Monday, January 7, 2008

Back on the road again

Even though I know it's just a tease, the warm weather and later sunset (well, that's not a tease) made for a pleasant evening of aerobic goodness.

Now as it turns out, perfectionism is a psychological condition. And after a very careful and highly reliable self-diagnosis via the Wikipedia article, I think I can safely state that I am perfectly pathological and neurotic. Apparently this is unhealty. All jokes aside, it makes perfect sense, then, why I feel as though I have completely failed and thus hate myself for it.

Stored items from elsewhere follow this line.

Issue #2515, opened 2024-01-22
Expand diff popup functionality to allow resetting individual attributes


mstykow:
Global: 
- Revert All Button (if diff exists)
- Apply changes (if changes exist)
Local:
- revert buttons for fields and auditing options (if diff exists)

State changes:
- store locally in `useState` hook

Details: #2488

Issue #2488, opened 2024-01-11
Create diff popup for comparing an attribution with its original signal


FlorianSchepers:
**Is your feature request related to a problem? Please describe.**
As a user I want to be able to see the changes made to an attribution after it was created from a signal. This is currently not possible in a lightweight and convinient mannor. 

**Describe the solution you'd like**
A popup is introduced that brings the content of the current attribution face to face with the content of the original signal. 

Open diff view popup button
-  "COMPARE TO ORIGIN" button
- name: `COMPARE TO ORIGIN` 
- location: in buttom right corner below the attribution details in AUDIT and ATTRIBUTION view
- show: 
  - only if there are no unconfirmed changes
  - attribution has an `attribution origin`

Popup
- Title: "Compare to original signal"
- Background light blue as the input fields are white
- Two columns 
  - left: original signal
  - right: latest confirmed attribution
- auditing option on top
  - revert button on the right hand side reverts all user controlled chips to the state of the original signal
- the fields for each attribution / signal are listed below the auditing options
  - default: show the values of the fields as text in a non-editable text field 
  - exception: 
    - Third / First Party field (see below)
      - use same visualization as currently used in audit / attribution view
- If the value of two matching fields are identical
  - text color: black
  - do not show a revert button on the right side of the current attribution field (see below)
- If the value of two corresponding fields deviates
  - text color: 
    - of the original signal field is red (overwritten value)
    - of the current attribution field is green (new value)
  - show a `revert` button on the right side of the field of the current attribution
    - icon: some "revert" icon, e.g., a circulating arrow (see Mock below)
    - on-click: 
      - resets the value of the current attribution to the value of the original signal 
      - the button vanishes
      - both fields are shown as described above for identical fields (e.g. text color black)      
- seperator lines "Package Coordinates" and "Legal Information" as headlines for the corresponding sections
  - we use them here as the user is used to them from audit and attribution view
-Button row with three buttons in the bottom right (from left to right)
  - "Apply changes" button 
    - Text: `APPLY CHANGES`
    - disabled if no changes have been made
    - Onclick: 
      - closes popup
      - stores changes made to the temporary state
      - the user will need to actively save the changes in audit / attribution view
  - "Revert to original" button
    - Text: `REVERT TO ORIGINAL`
    - onclick:
      - only enabled if there are differences between the original signal and current attribution 
      - reverts all fields of the current attribution to the values of the original signal
[...]

PR #2557, opened 2024-02-06
feat: add revert functionality to diff popup

alexzurbonsen:
### Summary of changes

This diff adds revert functionality to the diff popup. Every field that is changed compared to the original value, can be reverted individually with a button. You can also restore the modified value again with a redo button, that replaces the revert/undo button once the change was reverted.

There is also a button to revert all changes. Finally, changes can be written into the temporary package info state by using the apply button.

We decided to not show the auditing options in the Diff popup since they are related to a manual attribution and not to a signal.

We also decided to always show license and copyright fields, also in the first party case. 

Story: https://github.com/opossum-tool/OpossumUI/issues/2488

Closes https://github.com/opossum-tool/OpossumUI/issues/2515

Adapted unit tests. 
Added e2e tests.

Manually play around with the new feature and test if it behaves as expected.


src/Frontend/Components/AttributionColumn/AttributionForm.util.tsx
```diff
@@ -0,0 +1,43 @@
+// SPDX-FileCopyrightText: Meta Platforms, Inc. and its affiliates
```
alexzurbonsen, line 1: Introduced this file to resolve the circular dependency chain I had.

Previously the types were in `AttritbutionForm.tsx` and `getComparableAttributes` was in `DiffPopup.util.tsx`.
That resulted in a circular dependency because AttributionForm was importing from DiffPopup.util via AuditingOptions.util and DiffPopup.util was importing from AttributionForm.

src/Frontend/Components/DiffPopup/DiffPopup.util.tsx
```diff
@@ -0,0 +1,247 @@
...
+          ? {
+              ...current,
+              copyright: undefined,
+              licenseName: undefined,
+              licenseText: undefined,
+            }
+          : current,
+      );
+    }
+  }, [isOpen, current, setBufferPackageInfo]);
```
alexzurbonsen, line 42: I kept the `useEffect` for now. The only other way I found to update the state when the popup is opened was forcing a re-mount via the key prop. If we want to do that we would probably want to do something like `key={someHashFunction(getComparableAttributes(packageInfo))}`.

src/Frontend/Components/AttributionColumn/LicenseSubPanel.tsx
```diff
@@ -154,7 +149,9 @@ export function LicenseSubPanel({
             showHighlight={showHighlight}
             onEdit={onEdit}
             endAdornment={
-              packageInfo.licenseText ? (
+              !!config?.licenseName?.endIcon ? (
+                config.licenseName.endIcon
+              ) : packageInfo.licenseText ? (
```
mstykow, line 154:
```suggestion
              config?.licenseName?.endIcon || packageInfo.licenseText ? (
```

src/Frontend/Components/AttributionColumn/LicenseSubPanel.tsx
```diff
@@ -194,6 +191,11 @@ export function LicenseSubPanel({
                 ),
               )
             }
+            endIcon={
+              !!config?.licenseText?.endIcon
+                ? config.licenseText.endIcon
+                : undefined
+            }
```
mstykow, line 198:
```suggestion
            endIcon={config?.licenseText?.endIcon}
```

src/Frontend/Components/AttributionColumn/PackageSubPanel.tsx
```diff
@@ -139,6 +141,11 @@ export function PackageSubPanel({
         onEdit={onEdit}
         color={config?.packageName?.color}
         focused={config?.packageName?.focused}
+        endAdornment={
+          !!config?.packageName?.endIcon
+            ? config.packageName.endIcon
+            : undefined
+        }
```
mstykow, line 148:
```suggestion
        endAdornment={config?.packageName?.endIcon}
```

src/Frontend/Components/AttributionColumn/PackageSubPanel.tsx
```diff
@@ -156,6 +163,11 @@ export function PackageSubPanel({
         onEdit={onEdit}
         color={config?.packageNamespace?.color}
         focused={config?.packageNamespace?.focused}
+        endAdornment={
+          !!config?.packageNamespace?.endIcon
+            ? config.packageNamespace.endIcon
+            : undefined
+        }
```
mstykow, line 170:
```suggestion
        endAdornment={config?.packageNamespace?.endIcon}
```

src/Frontend/Components/AttributionColumn/PackageSubPanel.tsx
```diff
@@ -172,6 +184,11 @@ export function PackageSubPanel({
         onEdit={onEdit}
         color={config?.packageVersion?.color}
         focused={config?.packageVersion?.focused}
+        endAdornment={
+          !!config?.packageVersion?.endIcon
+            ? config.packageVersion.endIcon
+            : undefined
+        }
```
mstykow, line 191:
```suggestion
        endAdornment={config?.packageVersion?.endIcon}
```

src/Frontend/Components/AttributionColumn/PackageSubPanel.tsx
```diff
@@ -189,6 +206,11 @@ export function PackageSubPanel({
         onEdit={onEdit}
         color={config?.packageType?.color}
         focused={config?.packageType?.focused}
+        endAdornment={
+          !!config?.packageType?.endIcon
+            ? config.packageType.endIcon
+            : undefined
+        }
```
mstykow, line 213:
```suggestion
        endAdornment={config?.packageType?.endIcon}
```

src/Frontend/Components/AttributionColumn/PackageSubPanel.tsx
```diff
@@ -267,45 +295,49 @@ export function PackageSubPanel({
...
-              onClick={() => openUrl(packageInfo.url)}
-              hidden={!packageInfo.url}
-              icon={
-                <OpenInNewIcon aria-label={'Url icon'} sx={clickableIcon} />
-              }
-            />
-          </>
+          !!config?.url?.endIcon ? (
+            config.url.endIcon
+          ) : (
```
mstykow, line 300:
```suggestion
          config?.url?.endIcon || (
```

src/Frontend/Components/DiffPopup/DiffPopup.tsx
```diff
@@ -20,31 +27,86 @@ interface DiffPopupProps {
...
+    buffer: PackageInfo,
+  ) {
+    if (
+      isEqual(
+        getComparableAttributes(buffer),
+        getComparableAttributes(original),
+      ) &&
+      original.wasPreferred
+    ) {
+      buffer.wasPreferred = true;
```
mstykow, line 58: this is a cardinal error in react: you are mutating state that's managed by `useState`. this means react has no idea a change occurred and thus cannot display the most recent state. the only reason we don't see errors is because immediately after this mutation you're unmounting the component that manages the state, but any refactoring to the code will introduce bugs and spooky-action-at-a-distance outside the react framework.

mutation of reactive state must be avoided at all cost. in this situation, you'd use the spread operator inside `setTemporaryDisplayPackageInfo`.

src/Frontend/Components/DiffPopup/DiffPopup.tsx
```diff
@@ -20,31 +27,86 @@ interface DiffPopupProps {
...
+          );
+          setOpen(false);
+        },
       }}
       centerRightButtonConfig={{
-        disabled: true,
+        disabled: isEqual(
+          getComparableAttributes(bufferPackageInfo),
+          getComparableAttributes(original),
+        ),
```
mstykow, line 91: this is the same check as in line 73-76. i suggest we extract into a named const.

src/Frontend/Components/DiffPopup/DiffPopup.tsx
```diff
@@ -20,31 +27,86 @@ interface DiffPopupProps {
...
+          getComparableAttributes(current),
+        ),
         buttonText: text.buttons.diffPopup.applyChanges,
+        onClick: () => {
+          checkIfWasPreferredAndLicenseInfoResetNecessaryAndApply(
+            original,
+            current,
+            bufferPackageInfo,
+          );
+          setOpen(false);
```
mstykow, line 84: not a fan of these long names that already don't make sense anymore as soon as i refactor the code even just slightly.
let's rename `checkIfWasPreferredAndLicenseInfoResetNecessaryAndApply` to `handleApplyChanges` and include `setOpen(false)` in it.

src/Frontend/Components/DiffPopup/DiffPopup.tsx
```diff
@@ -20,31 +27,86 @@ interface DiffPopupProps {
...
       centerRightButtonConfig={{
-        disabled: true,
+        disabled: isEqual(
+          getComparableAttributes(bufferPackageInfo),
+          getComparableAttributes(original),
+        ),
         buttonText: text.buttons.diffPopup.revertAll,
+        onClick: () => {
+          setBufferPackageInfo({
+            ...FORM_ATTRIBUTES.reduce(
```
mstykow, line 95: there is no need for the spread operator here, i.e., we don't need to make a copy of the return value of `reduce`.

src/Frontend/Components/DiffPopup/DiffPopup.tsx
```diff
@@ -20,31 +27,86 @@ interface DiffPopupProps {
...
+              (buffer, attribute) => {
+                // @ts-expect-error original[attribute] will always have a value that is allowed for buffer[attribute] but typescript does not recognize that
+                buffer[attribute] = original[attribute];
+                return buffer;
+              },
+              { ...bufferPackageInfo },
+            ),
+          });
+        },
```
mstykow, line 104: this will do the job without type errors or accidentally mutating reactive state:
```suggestion
        onClick: () => {
          setBufferPackageInfo({
            ...bufferPackageInfo,
            ...FORM_ATTRIBUTES.reduce(
              (acc, attribute) => ({
                ...acc,
                [attribute]: original[attribute],
              }),
              {},
            ),
          });
        },
```

src/Frontend/Components/DiffPopup/DiffPopup.util.tsx
```diff
@@ -0,0 +1,246 @@
...
+    margin: 0,
+  },
+};
+
+function getEndIcon(
+  variant: 'undo' | 'redo',
+  tooltip: string,
+  onClick: () => void,
+  size: 'small' | 'big' = 'small',
+) {
```
mstykow, line 227: please use object notation for the arguments. reading `getEndIcon('undo', 'foo', () => {}, 'small')` is not very helpful when it comes to function signatures and forces me to look up the order of the arguments, or worse, make a mistake confusing them. same as kwargs in python...

src/Frontend/Components/DiffPopup/DiffPopup.util.tsx
```diff
@@ -0,0 +1,246 @@
...
+      icon={
+        variant === 'undo' ? (
+          <UndoIcon
+            sx={size === 'small' ? clickableIcon : classes.bigRevertIcon}
+          />
+        ) : (
+          <RedoIcon
+            sx={size === 'small' ? clickableIcon : classes.bigRevertIcon}
+          />
+        )
```
mstykow, line 242: To reduce the number of lines of code unnecessarily repeated, I suggest initially defining:
```
const Icon = variant === 'undo' ? UndoIcon : RedoIcon
```

src/Frontend/Components/DiffPopup/DiffPopup.util.tsx
```diff
@@ -0,0 +1,246 @@
...
+const classes = {
+  bigRevertIcon: {
+    ...clickableIcon,
+    width: 24,
+    height: 24,
+    margin: 0,
+  },
+};
+
+function getEndIcon(
```
mstykow, line 222: this is actually a full-blooded react component. so why not extract it into a separate sub-component (file) and just call it `DiffEndIcon` or something like that.

src/Frontend/Components/DiffPopup/DiffPopup.util.tsx
mstykow: if the trick with `key` works, it would be preferable i'd say. can you give it a try? maybe using the `packageInfo.id` could work as key?

src/Frontend/Components/DiffPopup/DiffPopup.util.tsx
```diff
@@ -0,0 +1,246 @@
...
+
+  const [originalFormConfig, bufferFormConfig] = useMemo(
+    () =>
+      FORM_ATTRIBUTES.reduce<[AttributionFormConfig, AttributionFormConfig]>(
+        ([originalFormConfig, bufferFormConfig], attribute) => {
+          switch (attribute) {
+            case 'copyright':
+            case 'licenseName':
+            case 'licenseText': {
+              const isThirdPartyUnchanged =
```
mstykow, line 52: always try to use as few NOTs as possible to reduce complexity. so can we turn the logic around and call this "isThirdPartyChanged"?

src/Frontend/Components/DiffPopup/DiffPopup.util.tsx
mstykow: EDIT: once you convert this to a real FC, you'll be forced to give names to your args anyways.

src/Frontend/Components/DiffPopup/DiffPopup.util.tsx
```diff
@@ -0,0 +1,246 @@
...
+                          'redo',
+                          text.diffPopup.undoRevert[attribute],
+                          () => {
+                            setBufferPackageInfo({
+                              ...bufferPackageInfo,
+                              [attribute]: current[attribute],
+                            });
+                          },
+                        )
+                      : undefined,
```
mstykow, line 98: nested ternaries are best avoided as they make the code more difficult to understand. i think a chain of if-statements would be easier here. alternatively, you can probably move your ternaries inside the first two props, as the third prop is the same, and handle the `undefined` case upfront.

mstykow, line 98: nested ternaries are best avoided as they make the code more difficult to understand. i think a chain of if-statements would be easier here. alternatively, you can probably move your ternaries inside the first two props, as the third prop is the same, and handle the `undefined` case upfront.

src/Frontend/Components/DiffPopup/__test__/DiffPopup.util.test.tsx
```diff
@@ -25,6 +27,18 @@ describe('useAttributionFormConfigs', () => {
...
+    copyright: { color: undefined, focused: false, endIcon: undefined },
+    firstParty: { color: undefined, endIcon: undefined },
+    licenseName: { color: undefined, focused: false, endIcon: undefined },
+    licenseText: { color: undefined, focused: false, endIcon: undefined },
+    packageName: { color: undefined, focused: false, endIcon: undefined },
+    packageNamespace: { color: undefined, focused: false, endIcon: undefined },
+    packageVersion: { color: undefined, focused: false, endIcon: undefined },
+    url: { color: undefined, focused: false, endIcon: undefined },
+    packageType: { color: undefined, focused: false, endIcon: undefined },
+  };
```
mstykow, line 41: please generate these using `reduce`. same for the object in line 18.

src/shared/text.ts
```diff
@@ -140,5 +140,31 @@ export const text = {
...
+      firstParty:
+        'Recover modified attribution type, license and copyright information',
+      licenseName: 'Recover modified license name',
+      licenseText: 'Recover modified license text',
+      packageName: 'Recover modified package name',
+      packageNamespace: 'Recover modified package namespace',
+      packageType: 'Recover modified package type',
+      packageVersion: 'Recover modified package version',
+      url: 'Recover modified URL',
+    },
```
mstykow, line 168: i'm not convinced we need any of these. isn't it clear without a tooltip what the revert/undo buttons do?

mstykow (changes requested):

src/Frontend/Components/AttributionColumn/AttributionForm.util.tsx
alexzurbonsen: The problem here is `FORM_ATTRIBUTES` I think. It is a `const`. To resolve the loop I put `getComparableAttributes` and `FORM_ATTRIBUTES` next to each other. And since the types are related, I put them all in the same place.
Just moving `getComparableAttributes` doesn't help unfortunately.

src/Frontend/Components/AttributionColumn/ButtonRow.tsx
```diff
@@ -21,14 +22,20 @@ import {
...
   packageInfo: PackageInfo;
+
   onSaveButtonClick?(): void;
+
   onSaveGloballyButtonClick?(): void;
+
   onDeleteButtonClick?(): void;
+
   onDeleteGloballyButtonClick?(): void;
+
```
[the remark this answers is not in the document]
alexzurbonsen: Missed that, not sure how they got here...

src/Frontend/Components/DiffPopup/DiffPopup.tsx
alexzurbonsen: Okay, sure. I just thought that it might be okay since this is the last thing this state does for us. But of course that might change...

src/Frontend/Components/DiffPopup/DiffPopup.tsx
alexzurbonsen: Just realized: didn't do this because one is comparing with `current`, the other one with `original`. Could introduce a function for that, but I don't think that is worth it?

src/Frontend/Components/DiffPopup/DiffPopup.tsx
alexzurbonsen: Nice.

src/Frontend/Components/DiffPopup/DiffPopup.util.tsx
alexzurbonsen: What did you have in mind here? I introduced the `Unchanged` since it removed some NOTs and it seemed to me that made it easier to understand.
We have an expression like `!isThirdPartyChanged && isAttributeValueChanged` were we want to check if one side changed and the other one didn't. I also considered something like `bothAreThirdParty`? But that breaks the "something changed" naming schema.

src/Frontend/Components/DiffPopup/DiffPopup.util.tsx
alexzurbonsen: After pulling creating the `DiffEndIcon` component I created a new `getEndIcon` function which does the choosing of the correct icon. What do you think about that?

src/shared/text.ts
alexzurbonsen: Fair point. I am not sure either. I guess it might be reassuring to some users, but I don't think it is terribly necessary.

src/Frontend/Components/DiffPopup/DiffPopup.util.tsx
alexzurbonsen: I implemented a variant of this. `packageInfo.id` is not enough since it only changes when we change the attribution that is shown, but not if we change something in the attribution form.

src/Frontend/Components/DiffPopup/DiffPopup.tsx
mstykow: yes, nevermind then

src/Frontend/Components/DiffPopup/DiffPopup.util.tsx
mstykow: ok, nevermind then

src/shared/text.ts
mstykow: i feel like excessive use of tooltips causes noise and distraction

src/Frontend/Components/DiffPopup/DiffPopup.util.tsx
alexzurbonsen: It indeed works with `key={isDiffPopupOpen.toString()}`.

mstykow (approved):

So today I instituted a new kind of workout, to force myself out of the comforting bonds of regimented scheduling, list-making and the inevitable self-deprecation. You will notice this week's schedule is blank, except for today, whose goal was to do "Something. Anything." So for two liberating miles, I did Whatever I Feel Like, henceforth known as WIFL (pronounced "wiffle"): today's WIFL in the form of completely unstructured run/walk intervals, although this was mainly due to the fact that I forgot my watch with the interval timer. And it was very nice.

I even enjoyed the running part more than I have in a very long time. Unlike a treadmill, it is more difficult to control my running pace on the road, and inevitably I start off too hard and too fast and end up feeling like if I could just keep running without my lungs exploding, maybe all the body fat will just detach from my frame by force of impact and I can kick it away into the woods. So I decided since today's goal was simply to move, I would run (jog) at what I thought would be the slowest, most pathetic pace I could muster. Which turned out to be exactly perfect.

And I returned home feeling a little cheerful, which is quite a change indeed.